## Try it:
Scan the entries line by line and return those with "catch".

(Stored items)

PR #807, opened 2023-03-01
Fix transit overlay highlight color

AdrianaCeric:
**Description:**
When hovered over, transit overlay vehicles show up as a low-contrast white color on a light grey background. This PR unblocks `otp-ui` route color highlight functionality w/ contrast. 

**PR Checklist:**

| Before | After |
|--------|-------|
| image | image |

### DIFF
--- a/lib/components/map/connected-transit-vehicle-overlay.js
+++ b/lib/components/map/connected-transit-vehicle-overlay.js
@@ -124,7 +124,10 @@ const mapStateToProps = (state) => {
   if (viewedRoute?.routeId) {
     vehicleList = route?.vehicles?.map((vehicle) => {
       vehicle.routeType = route?.mode
-      vehicle.routeColor = route?.color ? '#' + route.color : null
+      vehicle.routeColor =
+        route.color && !route.color.includes('#')
+          ? '#' + route.color
+          : route?.color || '#5A5A5A'
       // Try to populate this attribute, which is required for the vehicle popup to appear.
       vehicle.routeShortName = vehicle.routeShortName || route?.shortName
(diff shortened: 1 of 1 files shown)


lib/components/map/connected-transit-vehicle-overlay.js
```diff
@@ -124,7 +124,7 @@ const mapStateToProps = (state) => {
   if (viewedRoute?.routeId) {
     vehicleList = route?.vehicles?.map((vehicle) => {
       vehicle.routeType = route?.mode
-      vehicle.routeColor = route?.color
+      vehicle.routeColor = route?.color ? '#' + route.color : null
```
miles-grant-ibigroup, line 127:
```suggestion
      vehicle.routeColor = !route?.color.includes("#") ? '#' + route.color : route?.color
```

This covers more cases while (hopefully) still fixing the issue

miles-grant-ibigroup (changes requested):
Good fix thank you! I'm just nervous about mandating the lack of `#`. I think we can support both cases

lib/components/map/connected-transit-vehicle-overlay.js
AdrianaCeric: Good points! Added the change to https://github.com/opentripplanner/otp-react-redux/pull/807/commits/efea50e67e2786c99d8057c566fb081feb9a6b07. Also handled the case where the color is undefined, null or "" by defaulting it to a dark grey.
Pasted Graphic 66

miles-grant-ibigroup (approved):
Great work!

PR #812, opened 2023-03-02
Remove caret if bearing is null

AdrianaCeric:
**Description:**
Some feeds do not include vehicle bearing, making transit overlay carets default to pointing upwards. This PR removes the caret if vehicle.heading is null. Let me know if you think there's a better way to go about this; I had to break up the original function a bit. The `waterloo` instance is a good example of a feed without bearings (shown below).

**PR Checklist:**

| Before | After |
|--------|-------|
| Pasted Graphic 63 | Pasted Graphic 60 |

### DIFF
--- a/lib/components/map/connected-transit-vehicle-overlay.js
+++ b/lib/components/map/connected-transit-vehicle-overlay.js
@@ -102,15 +102,28 @@ function VehicleTooltip(props) {
   )
 }
 
-// Round vehicle symbol with arrow/caret on the border,
-// and showing the route color with a transparent effect on hover.
-const IconContainer = withRouteColorBackground(
-  withCaret(Circle, { height: 5, offset: 1.5, width: 10 }),
-  {
+/**
+ *
+ * @param {Object} props vehicle object (includes heading)
+ * @returns circlular mode icon overlay that includes a caret only if bearing is not null
+ */
+const IconContainer = (props) => {
+  const { vehicle } = props
+  const caretHeight = vehicle?.heading === null ? -1 : 5
+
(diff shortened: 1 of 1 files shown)


lib/components/map/connected-transit-vehicle-overlay.js
```diff
@@ -102,15 +102,28 @@ function VehicleTooltip(props) {
...
+/**
+ *
+ * @param {Object} props vehicle object (includes heading)
+ * @returns circular mode icon overlay that includes a caret only if bearing is not null
+ */
+const IconContainer = (props) => {
+  const { vehicle } = props
+  const caretHeight = vehicle?.heading === null ? -1 : 5
+
+  const OverlayIcon = withCaret(Circle, {
```
binh-dam-ibigroup, line 114: This sounds like a patch is needed in the transit vehicle overlay package instead. For performance reasons, we don't want to be generating component classes in the rendering code of another component.

AdrianaCeric: Yeah agreed the function is clunky. Do you mean changing the TransitVehicleOverlay function directly? Right now it looks like it's in my node_modules from @opentripplnner, would this need to be patched in another repo?

AdrianaCeric: Update: I will take a stab at patching the `TransitVehicleOverlay` in `otp-ui`
PR will be linked here after it is made

AdrianaCeric:
Closed because change is being made in `otp-ui` instead: https://github.com/opentripplanner/otp-ui/pull/556

PR #827, opened 2023-03-16
Fix: Dismissed App Menu does not re-open 

amy-corson-ibigroup:
**Description:**
Fixes a small bug where `AppMenu` could be opened and closed by clicking anywhere on the page if you clicked before `react-sliding-pane`'s transition ended.

To reproduce bug:
- Open app menu
- Click outside app menu to dismiss menu
- Immediately click again (within 500ms)
- App menu should re-open

https://user-images.githubusercontent.com/115499534/225717982-37e06c76-d499-4129-b2ce-ec4067bef522.mov

**PR Checklist:**

### DIFF
--- a/lib/components/app/app-menu.tsx
+++ b/lib/components/app/app-menu.tsx
@@ -216,7 +216,7 @@ class AppMenu extends Component<
           from="left"
           hideHeader
           isOpen={isPaneOpen}
-          onRequestClose={this._togglePane}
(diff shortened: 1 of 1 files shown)


miles-grant-ibigroup (approved):
Wow that's a clean fix thanks for making that! Can't believe we had it the other way.

AdrianaCeric (approved):
Great catch and implementation!

PR #829, opened 2023-03-17
Route View to Pattern View Button

amy-corson-ibigroup:
**Description:**
This PR removes the "route details" with headsign select from the active route in the route viewer. Instead, an active route will have an arrow button that brings the user directly to the pattern viewer.

The pattern view button will only show up when route is active for sighted users, similarly to how the route details were only displayed when the route was active. However, the button is available to all screen readers.

I'm worried the arrow button being displayed for active routes looks strange when you keyboard navigate further down the page. Maybe the button should disappear when the parent `li` element loses focus?

**PR Checklist:**

| Before | After |
|--------|-------|
|image|image| -->

### DIFF
--- a/lib/components/viewers/RouteRow.js
+++ b/lib/components/viewers/RouteRow.js
@@ -238,13 +238,13 @@ export class RouteRow extends PureComponent {
                   getModeFromRoute(route).toLowerCase(),
                   intl
                 )}
-                height={22}
+                height={28}
                 leg={{
                   routeLongName: route?.longName,
                   routeShortName: route?.shortName
                 }}
                 mode={getModeFromRoute(route)}
-                width={22}
+                width={28}
               />
             </ModeIconElement>
           )}
--- a/lib/components/viewers/RouteRow.js
+++ b/lib/components/viewers/RouteRow.js
@@ -52,8 +52,9 @@ export const OperatorImg = styled.img`
 `
 
 export const ModeIconElement = styled.span`
+  height: 28px;
   padding-left: inherit;
-  padding-top: 3px;
+  width: 28px;
 `
 
 const RouteNameElement = styled.span`
--- a/lib/components/viewers/RouteRow.js
+++ b/lib/components/viewers/RouteRow.js
@@ -3,9 +3,9 @@
 import { ArrowRight } from '@styled-icons/fa-solid'
 import { Button } from 'react-bootstrap'
 
+import { Icon } from '../util/styledIcon'
 import React, { PureComponent } from 'react'
 import styled from 'styled-components'
-import { Icon } from '../util/styledIcon'
 
 import { ComponentContext } from '../../util/contexts'
 import {
--- a/lib/components/viewers/RouteRow.js
+++ b/lib/components/viewers/RouteRow.js
@@ -33,7 +33,7 @@ export const RouteRowButton = styled(Button)`
   left: 0;
   position: absolute;
   top: 0;
-  transition: all ease-out 0.17s;
+  transition: all ease-out 0.1s;
   width: 100%;
 
   &:before {
@@ -55,7 +55,7 @@ export const RouteRowButton = styled(Button)`
   &:active:before,
   &.btn-default:active:focus:before {
     background-color: #eee;
-    transition: all ease-out 0.17s;
+    transition: all ease-out 0.1s;
   }
 `
 
@@ -111,12 +111,12 @@ const PatternButton = styled.button`
   border: none;
   border-radius: 50%;
   color: #004f96;
-  opacity: ${(props) => (props.display ? 100 : 0)};
   height: 40px;
   margin-right: 8px;
-  position: relative;
-  transition: all ease-out 0.17s;
   min-width: 40px;
+  opacity: ${(props) => (props.display ? 100 : 0)};
+  position: relative;
+  transition: all ease-out 0.1s;
   z-index: ${(props) => (props.display ? 2 : -2)};
 
   svg {
@@ -125,9 +125,14 @@ const PatternButton = styled.button`
     width: 22px !important;
   }
 
+  :active {
+    opacity: 80%;
+    transition: all ease-out 0.1s;
+  }
+
   &:hover {
     background: #eee;
-    transition: all ease-out 0.17s;
+    transition: all ease-out 0.1s;
   }
 `
 
--- a/lib/components/viewers/RouteRow.js
+++ b/lib/components/viewers/RouteRow.js
@@ -1,7 +1,9 @@
 // TODO: Typescript, which doesn't make sense to do in this file until common types are established
 /* eslint-disable react/prop-types */
+import { ArrowRight } from '@styled-icons/fa-solid'
 import { Button } from 'react-bootstrap'
-import AnimateHeight from 'react-animate-height'
+
+import { Icon } from '../util/styledIcon'
 import React, { PureComponent } from 'react'
 import styled from 'styled-components'
 
@@ -14,20 +16,31 @@ import { getFormattedMode } from '../../util/i18n'
 import DefaultRouteRenderer from '../narrative/metro/default-route-renderer'
 import OperatorLogo from '../util/operator-logo'
 
-import RouteDetails from './route-details'
-
 export const StyledRouteRow = styled.li`
-  background-color: white;
-  margin: 10px 0;
-  list-style: none;
-`
-
-export const RouteRowButton = styled(Button)`
   align-items: center;
+  background-color: white;
   display: flex;
-  padding: 6px;
+  gap: 7px;
+  justify-content: space-between;
+  list-style: none;
+  margin: 5px 0;
+  padding: 5px;
+  position: relative;
+`
+// Route Row Button sits invisble on top of the route name and info.
+export const RouteRowButton = styled(Button)`
+  height: 100%;
+  left: 0;
+  position: absolute;
+  top: 0;
   transition: all ease-in-out 0.1s;
   width: 100%;
+
+  &:active,
+  &.btn-default:active:focus {
+    background-color: rgba(212, 212, 212, 0.2);
+    transition: all ease-in-out 0.1s;
+  }
 `
 
 export const RouteRowElement = styled.span`
@@ -39,8 +52,6 @@ export const OperatorImg = styled.img`
 `
 
 export const ModeIconElement = styled.span`
-  height: 28px;
-  width: 28px;
   padding-left: inherit;
   padding-top: 3px;
 `
@@ -51,6 +62,12 @@ const RouteNameElement = styled.span`
   font-weight: 400;
   margin-left: 8px;
 `
+const RouteDetailsContainer = styled.div`
+  align-items: center;
+  display: grid;
+  grid-template-columns: repeat(4, auto);
+  justify-items: center;
+`
 const RouteLongNameElement = styled.span`
   font-size: 16px;
   font-weight: 500;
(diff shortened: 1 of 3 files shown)


miles-grant-ibigroup (changes requested):
This is a really good start! Overall I love the new interaction method it feels much smoother. 

Some immediate slight things to adjust, also the Percy tests are failing! I'm guessing they haven't been told yet how to select a pattern direction now which is why they're failing to finish.

Also there are some possible performance improvements, but that can wait for now.

lib/components/viewers/RouteRow.js
```diff
@@ -68,6 +90,31 @@ const SimpleRouteRenderer = styled.span`
   padding: 0;
 `
 
+const PatternButton = styled.button`
+  background: transparent;
+  border: none;
+  border-radius: 50%;
+  color: #004f96;
+  opacity: ${(props) => (props.display ? 100 : 0)};
```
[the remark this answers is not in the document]
amy-corson-ibigroup: Yes, when there isn't an active route the button is hidden and un-focusable, but it remains in the dom tree for screen readers!

lib/components/viewers/RouteRow.js
```diff
@@ -14,20 +16,31 @@ import { getFormattedMode } from '../../util/i18n'
...
+  height: 100%;
+  left: 0;
+  position: absolute;
+  top: 0;
   transition: all ease-in-out 0.1s;
   width: 100%;
+
+  &:active,
+  &.btn-default:active:focus {
+    background-color: rgba(212, 212, 212, 0.2);
```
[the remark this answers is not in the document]
amy-corson-ibigroup: In Bootstrap there's a default `active:focus` state that makes the background color grey, but since now the button is an overlay, it's turning everything grey! I tried to just lower the opacity, but I agree it looks weird, I'm just going to take the whole thing out!

lib/components/viewers/RouteRow.js
```diff
@@ -68,6 +89,31 @@ const SimpleRouteRenderer = styled.span`
...
+  transition: all ease-in-out 0.2s;
+  width: 40px;
+  z-index: ${(props) => (props.display ? 2 : -2)};
+
+  svg {
+    margin-top: -3px;
+    height: 22px !important;
+    width: 22px !important;
+  }
+
```
miles-grant-ibigroup, line 110: There's no focus effect! This lack of feedback is confusing

lib/components/viewers/RouteRow.js
```diff
@@ -138,26 +183,29 @@ export class RouteRow extends PureComponent {
     }
   }
 
-  // Used to ensure details are visible until animation completes
-  setNewHeight = (newHeight) => {
-    this.setState({ newHeight })
+  _patternButtonClicked = () => {
+    const { route, setViewedRoute } = this.props
+    const { id, patterns } = route
+    const firstPattern = route && patterns && Object.values(patterns)[0]?.id
```
miles-grant-ibigroup, line 189:
```suggestion
    const firstPattern = route && patterns && Object.values(patterns)?.[0]?.id
```

Can we guarantee that patterns will be a non-empty object?

lib/components/viewers/RouteRow.js
```diff
@@ -179,16 +227,28 @@ export class RouteRow extends PureComponent {
...
+          onClick={this._onClick}
+          onFocus={this._onFocusOrEnter}
+          onMouseEnter={this._onFocusOrEnter}
+          onTouchStart={this._onFocusOrEnter}
+          title={routeMapToggleText}
+        />
+        <PatternButton
+          aria-label={patternViewerButtonText}
+          display={isActive}
+          id={`pattern-button-${route.shortName || route.longName}`}
```
miles-grant-ibigroup, line 244:
```suggestion
          id={`open-route-button-${route.shortName || route.longName}`}
```

Can we rename this?

miles-grant-ibigroup (changes requested):
Mostly a few nitpicks! Overall very clean thanks for this

miles-grant-ibigroup:
Another issue -- I'm seeing weird behavior when selecting a flex route!

amy-corson-ibigroup:
> Another issue -- I'm seeing weird behavior when selecting a flex route!

@miles-grant-ibigroup is there a route in particular? I looked at a few of the RideNoCo flex routes and I'm not seeing anything odd!

lib/components/viewers/RouteRow.js
amy-corson-ibigroup: Safari does not handle focus on buttons by default, users adjust their keyboard settings to be able to use keyboard navigation: https://www.a11yproject.com/posts/macos-browser-keyboard-navigation/

miles-grant-ibigroup: This makes sense for keyboard navigation, but there is also no styling when I press down on a row item with my mouse!

amy-corson-ibigroup: I can add an `:active` state across all browsers! Would we want to add a state for whether the route is selected as well? This would be in addition to the blue outline in other browsers.

miles-grant-ibigroup: Absolutely!

lib/components/viewers/RouteRow.js
```diff
@@ -68,6 +89,31 @@ const SimpleRouteRenderer = styled.span`
...
+  width: 40px;
+  z-index: ${(props) => (props.display ? 2 : -2)};
+
+  svg {
+    margin-top: -3px;
+    height: 22px !important;
+    width: 22px !important;
+  }
+
+  &:hover {
```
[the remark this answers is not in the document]
amy-corson-ibigroup: Hmm you're not seeing this?
image

lib/components/viewers/RouteRow.js
amy-corson-ibigroup: Okay I overpromised undelivered on this one. After testing a few things, I decided to leave out the `isActive` state, because everything I tried looked very messy on browsers that do have the focus outlines. The `:active` is back though!

lib/components/viewers/RouteRow.js
amy-corson-ibigroup: Good call!

lib/components/viewers/RouteRow.js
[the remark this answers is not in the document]
miles-grant-ibigroup: I see that if I click the arrow button, but not if I click the entire row!

lib/components/viewers/RouteRow.js
miles-grant-ibigroup: I think if we provide our own outline style we can remove the browser-built-in ones!

lib/components/viewers/RouteRow.js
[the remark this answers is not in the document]
miles-grant-ibigroup: All working now thanks

lib/components/viewers/RouteRow.js
```diff
@@ -68,6 +106,31 @@ const SimpleRouteRenderer = styled.span`
...
+    background: #eee;
+    transition: all ease-in-out 0.3s;
```
miles-grant-ibigroup, line 130: Can we speed this up? The delay is annoying when I deselect a row and have to wait for the button to disappear. Also, could we change the function to `ease-out`? I worry that the delayed feedback gives the perception of lag

lib/components/viewers/RouteRow.js
```diff
@@ -14,20 +16,47 @@ import { getFormattedMode } from '../../util/i18n'
...
+
+  &:active,
+  &.btn-default:active:focus {
+    background-color: transparent !important;
+  }
+
+  &:active:before,
+  &.btn-default:active:focus:before {
+    background-color: #eee;
+    transition: all ease-in-out 0.1s;
```
miles-grant-ibigroup, line 58: Isn't this transition inherited?

lib/components/viewers/RouteRow.js
```diff
@@ -68,6 +106,31 @@ const SimpleRouteRenderer = styled.span`
...
+  margin-right: 8px;
+  position: relative;
+  transition: all ease-in-out 0.2s;
+  width: 40px;
+  z-index: ${(props) => (props.display ? 2 : -2)};
+
+  svg {
+    margin-top: -3px;
+    height: 22px !important;
+    width: 22px !important;
```
miles-grant-ibigroup, line 125: this is a massive nitpick, but can we set the width and height on the container instead? I'm getting a weird non-circle highlight
Screenshot 2023-03-29 at 10 56 59 AM

miles-grant-ibigroup (changes requested):
Functionality is perfect! Just a few nitpicks about specific interaction that I want to nail down

lib/components/viewers/RouteRow.js
amy-corson-ibigroup: Ooh good catch. So moving the height and width out of the svg makes it so small, but I fixed this by adding a `min-width` to the button! Let me know if you're still seeing it.

lib/components/viewers/RouteRow.js
```diff
@@ -14,20 +16,47 @@ import { getFormattedMode } from '../../util/i18n'
...
 export const RouteRowButton = styled(Button)`
-  align-items: center;
-  display: flex;
-  padding: 6px;
-  transition: all ease-in-out 0.1s;
+  height: 100%;
+  left: 0;
+  position: absolute;
+  top: 0;
+  transition: all ease-out 0.17s;
```
miles-grant-ibigroup, line 36: Can we bump this all the way up to .1? .17 still feels a bit slow

lib/components/viewers/RouteRow.js
```diff
@@ -68,6 +106,31 @@ const SimpleRouteRenderer = styled.span`
...
+  min-width: 40px;
+  z-index: ${(props) => (props.display ? 2 : -2)};
+
+  svg {
+    margin-top: -3px;
+    height: 22px !important;
+    width: 22px !important;
+  }
+
+  &:hover {
```
miles-grant-ibigroup, line 128: Can we add an `:active` state for this button as well? Maybe `#ddd` or something or actually `#eeeeeeaa` is usually a classic trick

miles-grant-ibigroup: maybe just opacity: 0.8

lib/components/viewers/RouteRow.js
```diff
@@ -138,26 +200,29 @@ export class RouteRow extends PureComponent {
...
   }
 
-  // Used to ensure details are visible until animation completes
-  setNewHeight = (newHeight) => {
-    this.setState({ newHeight })
+  _patternButtonClicked = () => {
+    const { route, setViewedRoute } = this.props
+    const { id, patterns } = route
+    const firstPattern = route && patterns && Object.values(patterns)?.[0]?.id
+    setViewedRoute({ patternId: firstPattern, routeId: id })
```
miles-grant-ibigroup, line 207: Does `setViewedRoute` require a pattern id? It has all the pattern geometry, shouldn't it be able to render all of the patterns at once?

miles-grant-ibigroup (changes requested):
Just a few more small UI nitpicks!

lib/components/viewers/RouteRow.js
amy-corson-ibigroup: Yep! Passing the pattern id is what takes it to the pattern viewer. The `_onClick` for the `RouteRowButton` renders all the patterns.

miles-grant-ibigroup: Oh sorry! Slept right through that one!

miles-grant-ibigroup (approved):
It's ready to go! Looking beautiful

AdrianaCeric (commented):
I actually have a question:
Do we want this arrow in mobile view and why is it now an orange border rather than blue when in a focus state (SEPTA)
image

amy-corson-ibigroup:
I think it makes sense to keep the arrow in mobile! I don't think the button is small enough to be an issue on touchscreens, be we can always adjust the padding down the line if that's not the case. And the yellow focus ring is actually specific to chrome, it's a browser setting. We could override it but that could get tricky across browsers and the yellow doesn't bother me! Let me know if you feel differently.

AdrianaCeric:
@amy-corson-ibigroup you're right on the mobile interaction. Yellow doesn't really bother me either. Thanks for explanation!

PR #835, opened 2023-03-24
Fix icon styling

AdrianaCeric:
**Description:**
- Customize padding and whether highlight on hover occurs -- now configurable in config settings! This is useful for custom/inverted icons that have different behaviour or need custom styling
- Set a max height for route viewer and nearby amenities icons for consistency and to fix large icon size problem

**PR Checklist:**


example-config.yml
```diff
@@ -558,6 +558,10 @@ itinerary:
 #   # Whether to render routes within flex zones of a route's patterns. If set to true,
 #   # routes will not be rendered within flex zones.
 #   hideRouteShapesWithinFlexZones: true
+#   # disable vehicle highlight if necessary (e.g. inverted icons)
+#   noVehicleIconHighlight: true
+#   # customize vehicle icon padding (the default iconPadding is 2 in otp-ui)
```
miles-grant-ibigroup, line 563:
```suggestion
#   # customize vehicle icon padding (the default iconPadding is 2px in otp-ui)
```

I'd make the true size clear!

miles-grant-ibigroup (changes requested):
Just a few nitpicks! Overall everything works great thanks for the changes.

lib/components/map/connected-transit-vehicle-overlay.js
```diff
@@ -102,22 +102,31 @@ function VehicleTooltip(props) {
...
+  display: 'onhover'
+})
 
 // connect to the redux store
 
 const mapStateToProps = (state) => {
   const viewedRoute = state.otp.ui.viewedRoute
   const route = state.otp.transitIndex?.routes?.[viewedRoute?.routeId]
 
+  const PassedIconContainer = state.otp.config?.routeViewer
```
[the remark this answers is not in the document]
AdrianaCeric: I like configured better too

miles-grant-ibigroup (changes requested):
Not seeing the config item flip but otherwise ready to go!

miles-grant-ibigroup (approved):
Works great thanks for the changes

lib/components/map/connected-transit-vehicle-overlay.js
```diff
@@ -102,22 +102,31 @@ function VehicleTooltip(props) {
...
+})
 
 // connect to the redux store
 
 const mapStateToProps = (state) => {
   const viewedRoute = state.otp.ui.viewedRoute
   const route = state.otp.transitIndex?.routes?.[viewedRoute?.routeId]
 
+  const ConfiguredIconContainer =
+    state.otp.config?.routeViewer?.vehicleIconHighlight === false
```
amy-corson-ibigroup, line 126: I think you can replace this with `!state.otp.config?.routeViewer?.vehicleIconHighlight`

amy-corson-ibigroup (commented):
Looks good!

amy-corson-ibigroup (approved):

lib/components/map/connected-transit-vehicle-overlay.js
miles-grant-ibigroup: Careful! That will treat undefined differently than this does

amy-corson-ibigroup: ok! Feel free to disregard!

AdrianaCeric: Good catch, but yeah this is super confusing and special ✨ Since we're setting `vehicleIconHighlight` as `true` or `false` in the config, we want to check for false specifically, and distinguish the other falsy values like `""`, `0`, `null`,  and `undefined` as *not* false

PR #838, opened 2023-03-27
Repair a11y Itinerary Regressions

miles-grant-ibigroup:
**Description:**

The "other" category always showed up, whether or not single-mode itineraries were present. This PR repairs this, as well as adjusts the string used.

**PR Checklist:**
- [X] Does the code follow accessibility standards (WCAG 2.1 AA Compliant)?
- [X] Are all languages supported (Internationalization/Localization)?
- [X] Are appropriate Typescript types implemented?

### DIFF
--- a/i18n/en-US.yml
+++ b/i18n/en-US.yml
@@ -265,7 +265,7 @@ components:
   DefaultItinerary:
     clickDetails: Click to view details
     multiModeSummary: "{accessMode} + {transitMode}"
-    nonTransit: Without Transit
+    nonTransit: Alternative options
   DeleteUser:
     deleteMyAccount: Delete my account
   EnhancedStopMarker:
--- a/i18n/en-US.yml
+++ b/i18n/en-US.yml
@@ -265,6 +265,7 @@ components:
   DefaultItinerary:
     clickDetails: Click to view details
     multiModeSummary: "{accessMode} + {transitMode}"
+    nonTransit: Without Transit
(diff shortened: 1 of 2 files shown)


AdrianaCeric (approved):
I like this, good fix!

Thinking if "Single-mode" would be a better way to describe "Without Transit", but I'm fine with either

miles-grant-ibigroup:
Am open to other ideas, but I'm trying to avoid saying "mode". it's an OTP term that most people don't use!

amy-corson-ibigroup (commented):
Great fix! I'll be honest  "without transit" feels a little clunky? I still like "Other" but also maybe "Non-Transit" or "Other Options"? Maybe other folks have ideas?

miles-grant-ibigroup:
I agree! I originally had non-transit but didn't like it because the negation was confusing... I still think no header at all and making it aria-label only is the way to go, but I think we decided we couldn't do that for some reason

amy-corson-ibigroup:
Can't remember where I stood on that decision before so maybe I'm contradicting myself but I think you're right that no label would be fine? Aria-label for screen readers, but for visual users the different grouping of the smaller buttons seems like enough.

miles-grant-ibigroup:
Is transit ever actually inferior? Driving will always be more expensive and if a user can't afford a transit fare they probably won't be using a transit trip planner. Either way I like "alternative options" as a hidden label. Will implement that!

PR #842, opened 2023-03-31
fix(route-viewer): support fuzzy matching for non-numeric routes

miles-grant-ibigroup:
**Description:**

This PR adjusts the route search filtering to support fuzzy searching when the route doesn't have numbers. The library is the same one that's already included with otp-ui, so no bundle size increase.

**PR Checklist:**


lib/util/state.js
```diff
@@ -585,6 +586,24 @@ const getAgencyIdsForFilter = (name, transitOperators) => {
     .map((x) => x.agencyId)
 }
 
+/**
+ * Determine if a string matches a query. Uses direct matching if the string is only numbers,
+ * uses fuzzy matching otherwise.
+ */
+const isFilterMatch = (string, query) => {
+  const normalizedQuery = query.toLowerCase()
+  const normalizedString = string.toLowerCase()
```
amy-corson-ibigroup, line 595: I'm wondering could we also filter dashes and spaces out of the search query + results? Just looking at the "1 line" search I know this PR inspired, and the results don't seem quite as intuitive as we'd hope. Removing spaces and punctuation could also allow for upping the similarity ratio from .4 to something a little higher? 
image

amy-corson-ibigroup: Also so glad we talked about the correlation between hovering and these filters today, I thought I was going insane while reviewing this.

amy-corson-ibigroup (approved):
Great add! Looks solid to me, just a quick question 👍

lib/util/state.js
amy-corson-ibigroup: Sure sure, to be clear I think this works great as-is! But right now for this search, every result has a match of `.75`. If you remove spaces and dashes, `1-Line` has a match of `1`, but `T-Line` would still be `.75`

amy-corson-ibigroup: Although I guess then you'd have to sort the results based on this percentage

miles-grant-ibigroup: Yeah this issue is part of the reason why I was against doing fuzzy search way back when this was originally built. I think a text similar algorithm that could be tweaked for each set of routes might get the results that we're looking for, but yet another instance-specific method like that doesn't make me happy. I think our solution needs to be general

lib/util/state.js
```diff
@@ -603,14 +622,9 @@ export const getFilteredRoutes = createSelector(
         (!filter.mode || filter.mode === route.mode) &&
         // If user search is active, filter by either the long or short name
```
binh-dam-ibigroup, line 623: Update this comment to include any route description.

binh-dam-ibigroup (approved):
Cool stuff. Please add some examples in JSDoc.

lib/util/state.js
```diff
@@ -603,14 +622,9 @@ export const getFilteredRoutes = createSelector(
...
         (!filter.search ||
-          (route.longName &&
-            route.longName
-              .toLowerCase()
-              .includes(filter.search.toLowerCase())) ||
-          (route.shortName &&
-            route.shortName
-              .toLowerCase()
-              .includes(filter.search.toLowerCase())))
+          (route.longName && isFilterMatch(route.longName, filter.search)) ||
```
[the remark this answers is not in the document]
miles-grant-ibigroup: It shouldn't! OR is commutative is it not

## Expected answer:
Great catch and implementation!
amy-corson-ibigroup: Ooh good catch. So moving the height and width out of the svg makes it so small, but I fixed this by adding a `min-width` to the button! Let me know if you're still seeing it.
AdrianaCeric: Good catch, but yeah this is super confusing and special ✨ Since we're setting `vehicleIconHighlight` as `true` or `false` in the config, we want to check for false specifically, and distinguish the other falsy values like `""`, `0`, `null`,  and `undefined` as *not* false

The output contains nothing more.